Saved data entries:
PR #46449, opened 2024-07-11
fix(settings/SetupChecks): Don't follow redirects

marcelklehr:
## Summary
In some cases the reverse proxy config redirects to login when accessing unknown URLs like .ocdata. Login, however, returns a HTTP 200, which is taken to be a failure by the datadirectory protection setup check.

* * *

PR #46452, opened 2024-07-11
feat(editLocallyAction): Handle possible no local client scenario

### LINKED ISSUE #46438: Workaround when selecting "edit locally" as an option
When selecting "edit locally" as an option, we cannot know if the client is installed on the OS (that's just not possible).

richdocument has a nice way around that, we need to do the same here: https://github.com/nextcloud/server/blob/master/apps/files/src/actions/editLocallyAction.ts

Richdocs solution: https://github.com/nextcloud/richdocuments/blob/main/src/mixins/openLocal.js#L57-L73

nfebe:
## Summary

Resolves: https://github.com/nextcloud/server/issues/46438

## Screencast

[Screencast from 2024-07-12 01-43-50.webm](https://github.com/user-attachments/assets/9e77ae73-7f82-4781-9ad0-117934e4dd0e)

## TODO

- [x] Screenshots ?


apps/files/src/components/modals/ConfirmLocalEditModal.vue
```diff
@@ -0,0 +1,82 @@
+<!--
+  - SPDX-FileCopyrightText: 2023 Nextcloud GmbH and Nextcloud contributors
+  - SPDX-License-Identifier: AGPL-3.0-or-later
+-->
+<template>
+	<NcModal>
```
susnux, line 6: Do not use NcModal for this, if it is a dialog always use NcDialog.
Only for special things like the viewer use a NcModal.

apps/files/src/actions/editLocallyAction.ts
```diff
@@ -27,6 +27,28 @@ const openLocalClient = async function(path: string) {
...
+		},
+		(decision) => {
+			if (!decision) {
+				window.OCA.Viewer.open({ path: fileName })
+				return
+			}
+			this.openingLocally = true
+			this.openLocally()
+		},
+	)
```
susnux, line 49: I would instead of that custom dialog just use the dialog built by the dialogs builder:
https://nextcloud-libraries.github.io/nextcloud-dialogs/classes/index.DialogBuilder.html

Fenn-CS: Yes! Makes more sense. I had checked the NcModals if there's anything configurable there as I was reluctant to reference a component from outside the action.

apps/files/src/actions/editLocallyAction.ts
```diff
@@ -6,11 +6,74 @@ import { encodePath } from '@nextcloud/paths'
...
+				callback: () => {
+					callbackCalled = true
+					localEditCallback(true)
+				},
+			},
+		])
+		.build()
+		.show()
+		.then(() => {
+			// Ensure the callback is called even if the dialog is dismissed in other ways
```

Problem to solve: What you return should be exactly the lines above, starting at the one with "PR #46449, opened 2024-07-11" and ending at the one with "In some cases", and nothing else.

Finished exercise:
PR #46449, opened 2024-07-11
fix(settings/SetupChecks): Don't follow redirects

marcelklehr:
## Summary
In some cases the reverse proxy config redirects to login when accessing unknown URLs like .ocdata. Login, however, returns a HTTP 200, which is taken to be a failure by the datadirectory protection setup check.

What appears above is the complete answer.